Felipe, a Cloud Architect and software engineer originally from Brazil, wanted to explore a language close to his roots. Lua is a small, embeddable language with a runtime that fits in just 300KB and is often used in game engines, embedded systems, and niche applications.
“It doesn’t have many features — and that’s exactly the point,” said Felipe. “I wanted something simple, stable, and fast. Plus, I was a bit ashamed as a Brazilian developer not to know Lua well.”
Baseline: 8.5 minutes to process One Billion Rows
Felipe started with the simplest approach: read each line one by one, extract the values, and update a hash map per station. The script ran in 8.5 minutes on a high-end MacBook Pro M2 Max with 64GB RAM.
Respectable for a scripting language — but nowhere near the Java benchmark.
Iterative optimizations: Lua Style
Felipe didn’t stop there. With each iteration, he applied smart changes and squeezed more speed from Lua:
🔁 Version 2: Load entire file into RAM
Instead of reading line by line, the program now read the entire 13GB file into memory first.
Improvement: Processing time dropped to 6 minutes.
⚙️ Version 3: Skip hash calculations
By eliminating billions of unnecessary hash operations for just a few station names, Lua shaved time dramatically.
Improvement: Decreased by only 10 seconds.
🚀 Version 4: LuaJIT… sort of
He tried LuaJIT, Lua’s Just-In-Time compiler. It didn’t work due to memory limits (4GB RAM max), so Felipe moved to multi-processing instead: one Lua process per CPU core.
Result: Still reading line by line, this dropped the time to 45 seconds.
🔍 Version 5 — Efficient Multi-Process Design
Each process was optimized to read a slice of the file and aggregate results in parallel.
Result: Further improved to 30 seconds.
Advanced tricks that pushed Lua to the limit
🧠 Preallocate hash tables
Avoiding costly dynamic memory resizing by pre-sizing hash maps (with max 10,000 stations) gave another boost.
New time: 30 seconds → 20 seconds.
🔢 Parse numbers as integers
Instead of floating-point math, Felipe parsed temperatures as integers (e.g. 19.7°C becomes 197), speeding up calculations significantly.
New time: 6.5 seconds.
🧵 Overloading CPU cores
By running more processes than CPU cores, Lua kept the CPU busy during coordination time. He also disabled garbage collection and used FFI (foreign function interface) for lightweight C-based number parsing.

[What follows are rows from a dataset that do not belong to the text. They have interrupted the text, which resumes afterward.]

PR #353, opened 2019-09-04
Operator fixity handling

### LINKED ISSUE #315: Figure out a way to deal with precedence of operators
To achieve good formatting of code with many operators with different precedence it looks like we'll need to know precedence of every operator.

So far the alternatives I know about are:

* Hard-coding knowledge of precedence of certain operators (Hindent).
* Making this info part of a config (Birttany). Will be difficult for us, as we don't have any config!
* Trying to learn from GHC actual info about operators. Probably complicated and won't allow us to format a file without knowing anything about its project and environment, which is a handy thing.
* Try to figure out precedence from original formatting. Needs investigation.

utdemir:
Close #315.

This PR is just a WIP to work on operator precedence handling.

It currently contains a function to apply known fixities to a tree of operators. For now, I am using hard-coded list of fixities borrowed from HSE and HLint's codebases. In the final version of this PR, we are supposed to have a way to automatically infer fixities from the code layout. Alternatively, we can use a mix of approaches where we use hard-coded precedences for Prelude functions and try to infer the ones coming from external libraries.

It introduces a data structure called `OpTree`, which represents a tree of expressions and operators. The reason for the data structure is to be able to handle expressions and types in the same way. The alternative is to accept the AST alongisde with a bunch of accessors; however I think a dedicated data structure is clearer.

As I said before, this PR is not ready yet, missing pieces are

- [x] Apply the same logic to type operators.
- [x] Decide & implement how we want to infer fixities from the code layout.
- [x] Prettify the code and add some unit tests for 'reassociate' function.

### DIFF
--- a/data/examples/declaration/type-synonyms/multi-line-out.hs
+++ b/data/examples/declaration/type-synonyms/multi-line-out.hs
@@ -14,8 +14,5 @@ type Foo
 
 type API
   = "route1" :> ApiRoute1
-      :<|> "route2"
-      :> ApiRoute2 -- comment here
-      :<|> OmitDocs
-      :> "i"
-      :> ASomething API
+      :<|> "route2" :> ApiRoute2 -- comment here
+      :<|> OmitDocs :> "i" :> ASomething API
--- a/data/examples/declaration/value/function/infix/lenses-out.hs
+++ b/data/examples/declaration/value/function/infix/lenses-out.hs
@@ -1,11 +1,20 @@
 lenses =
   Just $ M.fromList
-    $ "type"
-    .= ("user.connection" :: Text)
-    # "connection"
-    .= uc
-    # "user"
-    .= case name of
-      Just n -> Just $ object ["name" .= n]
-      Nothing -> Nothing
-    # []
+    $ "type" .= ("user.connection" :: Text)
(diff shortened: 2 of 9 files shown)


utdemir:
I think this is ready for review.

I implemented a custom logic where we assign a score to every occurance of an operator based on their location, and the average of that score determine the fixity of the operator.

As you can imagine, the solution is a bit brittle; and it is easy to mislead it if you knowingly craft an input, but it gave acceptable results for every code snippet I found online. And since it returns the same AST no matter how we infer the fixities, it is not the end of the world if we infer something incorrectly.

Interestingly, almost every example I found online was quite simple, so I didn't add many test cases. If you have a specific test case on your mind I'm happy to add it to the PR.

You can compare it to the version with hard-coded fixities you can revert my second commit.

The code is not really optimised, and I think it has quadratic time complexity. Notably, we use `opTreeLoc` function quite often and it traverses the whole tree every time. Memoizing that on the `OpBranch` constructor would make formatting files with reeeally long operator chains a lot faster. We can do this once we decide to optimize for speed.

mrkkrp:
@neongreen, @int-index could you try to run Ormolu from this branch on your stuff and comment here if you find something wrong with it?

PR #356, opened 2019-09-04
Refactor comment rendering

### LINKED ISSUE #337: Idempotence bug caused by merging of two comments
Consider the following example (taken from `yesod-core`):

```haskell
foo = langs'
  where
    -- The language preferences are prioritized as follows:
    langs' = catMaybes [ lookup langKey gets -- Query _LANG
                       , lookup langKey cookies     -- Cookie _LANG
                       , lookupText langKey session -- Session _LANG
                       ] ++ langs                    -- Accept-Language(s)

    -- Github issue #195. We want to add an extra two-letter version of any
    -- language in the list.
    langs'' = addTwoLetters (id, Set.empty) langs'
```

if we run Ormolu once, we get:

```haskell
foo = langs'
  where
    -- The language preferences are prioritized as follows:
    langs' =
      catMaybes
        [ lookup langKey gets, -- Query _LANG
          lookup langKey cookies, -- Cookie _LANG
          lookupText langKey session -- Session _LANG
          ]
        ++ langs -- Accept-Language(s)
    -- Github issue #195. We want to add an extra two-letter version of any
    -- language in the list.
    langs'' = addTwoLetters (id, Set.empty) langs'
```

however on the second run the `-- Accept-Language(s)` comment merged with the comment about GitHub and this causes the later to be considered as the contiuation of the first. It is thus aligned accordingly:

```haskell
foo = langs'
  where
    -- The language preferences are prioritized as follows:
    langs' =
      catMaybes
        [ lookup langKey gets, -- Query _LANG
          lookup langKey cookies, -- Cookie _LANG
          lookupText langKey session -- Session _LANG
          ]
        ++ langs -- Accept-Language(s)
        -- Github issue #195. We want to add an extra two-letter version of any
        -- language in the list.
    langs'' = addTwoLetters (id, Set.empty) langs'
```

The best solution here seems to be keeping the blank line between the two definitions, however I did not think of how to detect when we should do it.

mrkkrp:
Close #337.

* This removes (or rather puts it to a lower level) logic around “modifying newline” because it was very hard to reason about and almost blocked my work on fixing issue #337.

* I also dropped debugging output because it's too verbose and I'm not using it anyway.

* As part of these changes I also changed now the `newline` combinator works. Now, similar to `space`, the second `newline` in a row just tells the rendering engine to prefix next thing with a newline, using the `newline` combinator more than twice in a row has no effect.

* To take full advantage of the new feature I also went through the code and
simplified some logic around outputting exact amount of newlines because now
it's harder to get things wrong, so we can be less careful with counting
newlines.


mrkkrp:
Remains:

- [ ] I found a snippet which makes Ormolu hung. It should be fixed.
- [ ] Go through the source code and find/simplify places where the new smarter newlines allow us to be less careful.
- [ ] Add good description and squash.

Here is the problematic snippet:

```haskell
newNames :: [(String, String)]
newNames = let (*) = flip (,) in
    ["Control" * "Monad"

    -- Foo

    -- Bar
    ]
```

mrkkrp:
Other than that, this one allows us to enable 4 more packages in the tests, including Ormolu itself, which also unblocks #334.

PR #359, opened 2019-09-04
Remove extra space before type variables with apostrophe

### LINKED ISSUE #354: Leading whitespace in kind signature
I'm formatting the following:

```haskell
{-# LANGUAGE KindSignatures #-}

data Format (k :: *) (k' :: *) (k'' :: *)
```

And the resulting file is:

```haskell
{-# LANGUAGE KindSignatures #-}

data Format (k :: *) ( k' :: *) ( k'' :: *)
```

I'm surprised by the leading whitespace in the second and third kind signature (e.g. `( k' :: *)`). Note that it does not appear in the first one.

I'm using ormolu 10232b9c86f1974a8bf9234076a0f4e0fc0845af which is `master` at the time of redacting this issue.

utdemir:
Closes #354.

We were putting a space before type variables if they contain the symbol `'`, but I think it is only necessary if the type is promoted.

I couldn't think of a case where this breaks; tests seem to pass, including `hackageTests`.

### DIFF
--- a/data/examples/declaration/data/kind-annotations-out.hs
+++ b/data/examples/declaration/data/kind-annotations-out.hs
@@ -1,1 +1,3 @@
 data Something (n :: Nat) = Something
+
+data Format (k :: *) (k' :: *) (k'' :: *)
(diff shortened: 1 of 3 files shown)


src/Ormolu/Exception.hs.bac
```diff
@@ -0,0 +1,96 @@
+{-# LANGUAGE LambdaCase #-}
```
mrkkrp: Is this a backup file?

utdemir: Yep, my mistake.

Issue #355, opened 2019-09-04
Infix pattern synonym: ghc panic


guibou:
The following:

```haskell
{-# LANGUAGE PatternSynonyms #-}

pattern a :< b = (a, b)
```

Leads to ormolu crash:

```
ormolu: panic! (the 'impossible' happened)
  (GHC version 8.6.5 for x86_64-unknown-linux):
	not implemented yet: InfixCon
CallStack (from HasCallStack):
  error, called at src/Ormolu/Utils.hs:31:22 in ormolu-0.0.1.0-KdSq2D84oCzHMfc2HHokyf:Ormolu.Utils

Please report this as a GHC bug:  http://www.haskell.org/ghc/reportabug
```

I'm using ormolu 10232b9 which is master at the time of redacting this issue.

utdemir:
Besides supporting infix pattern synonyms, another issue is reporting that as a GHC bug. I thought we had some piece of code to prevent that, I will try to figure out why it didn't work.

mrkkrp:
Why should it be reported as a GHC bug though? It’s from working valid core AFAIK.

utdemir:
@mrkkrp Turns out it was just a laziness issue causing the exception to be thrown inside GHC's parser when we check whether the AST differs after formatting.

PR #360, opened 2019-09-05
Don't wrap Ormolu exceptions as GHC errors

utdemir:
Related: #355.

Turns out when `--unsafe` is not set, exceptions thrown in formatting code are catched in the subsequent parsing check, which wraps them as GHC errors adding a text like:

```
Please report this as a GHC bug:  http://www.haskell.org/ghc/reportabug
```

Which is misleading since the error is not caused by GHC.

This PR avoids it by strictly binding the result of `printModule`.

### DIFF
--- a/src/Ormolu.hs
+++ b/src/Ormolu.hs
@@ -1,5 +1,6 @@
 -- | A formatter for Haskell source code.
 
+{-# LANGUAGE BangPatterns    #-}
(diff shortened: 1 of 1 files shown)


mrkkrp:
It looks like only one bang pattern is necessary here, I dropped the other one. I also added explanation in the code.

Final time: 2.8 seconds — a 98% reduction from the original version.
Lessons learned
Felipe's journey wasn’t just about chasing performance. It revealed powerful lessons about:
Hardware-awareness: Understanding memory, disk I/O, and CPU usage can unlock massive improvements.
Simplicity in tooling: Lua might be tiny, but with the right design, it delivers serious power.
Iterative thinking: Felipe treated each version as an experiment. Measure, tweak, repeat.
Community collaboration: Inspired by the Java community, he borrowed ideas and adapted them to Lua’s constraints.